Gonzalo es uno de ellos y no dudó ni un momento en acudir a la llamada del hospital. Él tenía 27 años cuando le detectaron un linfoma que más tarde se convirtió en leucemia. Ahora, con 31 y dos trasplantes de médula, asegura que nunca perdió su espíritu positivo, pese a que desde que le fue diagnosticada la enfermedad tuvo que abandonar dos de sus grandes pasiones: el skate y el esquí.
«La vacuna ha sido un rayo de luz en toda esta situación en la que estamos. Al ser pacientes que estamos inmunocomprometidos, nos vemos más expuestos. Lo que sí es cierto es que en mi caso he tratado de hacer la vida lo más normal posible. Al principio de la pandemia sí que tenía más miedo, pero luego pensé que no podía dejar mi vida aparcada. Eso sí, ahora con la primera dosis puesta esto es la bomba», detalla. Es más, para él, llevar mascarilla no ha sido nada excepcional, ya que tuvo que llevarla durante un tiempo tras sus trasplantes.
Los que más han estado encima de él este año han sido sus amigos y su familia que le decían que tuviera siempre cuidado: «Así que lo primero que he hecho cuando me pusieron la dosis fue ponerlo en los grupos de Whatsapp que tengo con ellos: ’'Ya estoy inmunizado’', les escribí. Ahora están un poco más tranquilos».
Ante las posibles reacciones que puedan tener los pacientes de riesgo como él ante la vacuna (hasta el momento no se ha detectado ninguna), Gonzalo explica que él nunca ha sido de preguntar mucho en este sentido ni de buscar en Google: «Cuando estaba en el tratamiento contra la leucemia me detallaban cuáles podrían ser los efectos secundarios y yo les pedía que no me lo dijeran, prefiero pensar que no voy a sufrir ninguno y así estoy más fuerte porque si no, estás todo el rato pensando en lo que te puede pasar. Y al final me fue bien para las bombas de quimioterapia que me pusieron. No tuve ni náuseas».

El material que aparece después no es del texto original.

PR #1710, opened 2026-08-21
fix(sessions): preserve private child authority

benyhh:
## Summary

- inherit omitted child visibility from the exact parent and reject cross-visibility child creation
- admit private children only through an exact live-attempt, same-owner PostgreSQL capability with canonical organization/workspace authority locking
- expose truthful bounded effective tool policy separately from persisted tool refs in `session_get`
- keep late child results durable without restarting settled no-goal, paused/completed-goal, or failed parents; active goals still wake
- freeze the exact private-session owner on internal-update attempts so Company Brain/profile context resolves under the correct authority

## Root causes

- `CreateSessionRequest` defaulted omitted visibility before child inheritance was resolved
- the MCP session detail bound silently dropped the already-computed effective tool policy
- every child terminal result autonomously woke an idle parent, even after its ordinary obligation had settled
- machine-input turns did not restore the private session owner as the causal initiating human

## Security and reliability

- DB trigger universally fences parent/child visibility at insertion under a parent row lock
- private-child capability is bound to parent/child IDs, live turn/attempt/generation, owner membership/subject, and allowed sandbox group
- organization advisory lock is acquired before workspace/parent rows; exact ordinary-workspace access remains locked through insert
- independent security/reliability review completed with no blocking findings

## Verification

- 34 focused real-Postgres tenancy, capability, Company Brain, and wake-policy tests
- 82 session control-plane tests
- 27 focused core/API/release tests
- API `session_create`/`session_get` integration slice
- worker child-create integration slice
- all 31 workspace typechecks
- full lint and format checks
- migration ordinal, FORCE-RLS backfill, docs-reference, and release-schema checks

Linear: [OPE-307](https://linear.app/cloudgeni/issue/OPE-307/preserve-private-child-authority-and-settled-parent-semantics-across)


benyhh:
CI follow-up `ac71646a6` addresses the exact failed leaves from the first run: the lost-wake fixture now exercises the preserved active-goal lane; the current-main sandbox file-link CSS artifact and hook dependencies are consistent; and the direct-session raw budget advances only to the next measured KiB. Exact local regressions, source guards, full typecheck, React CSS, web budget, and the previously failing E2E shard are green.

benyhh:
Rebased onto current `main` (`023b7f5be`). The landed #1709 now owns the upstream sandbox-file CSS/lint/budget repairs mentioned above; this branch retains only OPE-307 code plus the active-goal lost-wake fixture correction. Source guards are green after the rebase and CI run 32492082768 is queued.

PR #1711, opened 2026-08-21
fix(web): repair sandbox file-link build contracts

jorgensandhaug:
## Summary
- regenerate the committed React CSS for the width and ring utilities introduced by sandbox file-line links
- make the new file-open callbacks satisfy the exhaustive dependency contract
- advance only the measured direct-session raw bundle envelope to the next whole KiB

## Verification
- `bun run lint`
- `bunx oxfmt --check apps/web/src/routes/session.tsx scripts/check-web-bundle-budget.ts`
- `cd packages/react && bun run check:css && bun test --timeout 30000 test/compiled-css.test.ts`
- `cd apps/web && bun run build`

### DIFF
--- a/apps/web/src/routes/session.tsx
+++ b/apps/web/src/routes/session.tsx
@@ -152,6 +152,7 @@ export function SessionRoute({
   realtimeAutostartModel?: SessionRealtimeModel | undefined;
 }) {
   const context = useAppContext();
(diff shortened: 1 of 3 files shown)


jorgensandhaug:
Superseded by #1709, which landed the same hook and bundle-budget repair and removed the newly introduced CSS utilities so the committed compiled CSS remains current.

Sentimiento de culpabilidad
Su optimismo es contagioso, igual que el de Enrique, que nada más comenzar la entrevista nos habla de los tatuajes que lleva en el brazo izquierdo donde lleva grabado a fuego su calvario, el cual empezó en 2012 cuando le detectaron 19 linfomas óseos. Las secuelas que le ha dejado su enfermedad a este madrileño de 51 años son numerosas: neuropatías en las manos, falta de sensibilidad... En este momento está pendiente de que analicen unos bultos que le han salido en el cuello. Aun así habla de ello con una fortaleza asombrosa.
Su vida cambió de manera radical desde entonces. Era un afanado informático que tuvo que apartarse de su profesión para luchar por su vida. Ahora, prejubilado, se dedica a hacer trabajos de voluntariado y, por supuesto, a ayudar a grupos de rock, otras de sus pasiones.

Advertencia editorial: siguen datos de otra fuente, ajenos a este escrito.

PR #1775, opened 2026-08-23
fix(deploy): stop single-node from stacking turns on one event loop

jorgensandhaug:
## Summary
- Single-node was `resource-based` / 256 on **one** turn worker. Temporal meters host CPU/RAM, not the Bun event loop, so one process admits tens of `runAgentTurn`s until `/readyz` misses kubelet (seen on Jorgebot: 44 inflight, 2–7s loop lag, 0/1 Ready).
- Profile is now **6 replicas × fixed 16** (96 host-wide, 16 per loop). Same density as the multi-worker default; Temporal still queues the rest.
- Docs and the Helm contract test follow.

## Test plan
- [x] `bun test scripts/helm-upgrade-contract.test.ts`
- [x] Jorgebot already running 6×16; `/readyz` 200, work spread across pollers

Made with [Cursor](https://cursor.com)

### DIFF
--- a/deploy/helm/opengeni/templates/prometheusrule.yaml
+++ b/deploy/helm/opengeni/templates/prometheusrule.yaml
@@ -112,8 +112,8 @@ spec:
             )
         {{- end }}
         # Node-relative protection cannot rely on a container memory limit: the
-        # single-node profile intentionally leaves the resource-based turn worker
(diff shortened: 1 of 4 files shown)


jorgensandhaug:
Closing. The 6×16 cap is a jorgebot overlay, not a change to the official single-node example.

«Nunca he tenido miedo, o no más que el resto de la población, y si te soy sincero, el que me hayan puesto la vacuna a mí antes que a otros me genera cierto sentimiento de culpabilidad. Me pregunto por qué yo he tenido esta suerte si habrá otra gente que quizá lo necesite antes. Me preocupa más que mi madre esté bien, que lleva luchando también años contra el cáncer», relata mientras nos muestra el Ave Fénix que lleva tatuado. «Es el modo de recordar por lo que he pasado y seguir adelante. Aun así me da más miedo el cáncer que coger la Covid», sentencia.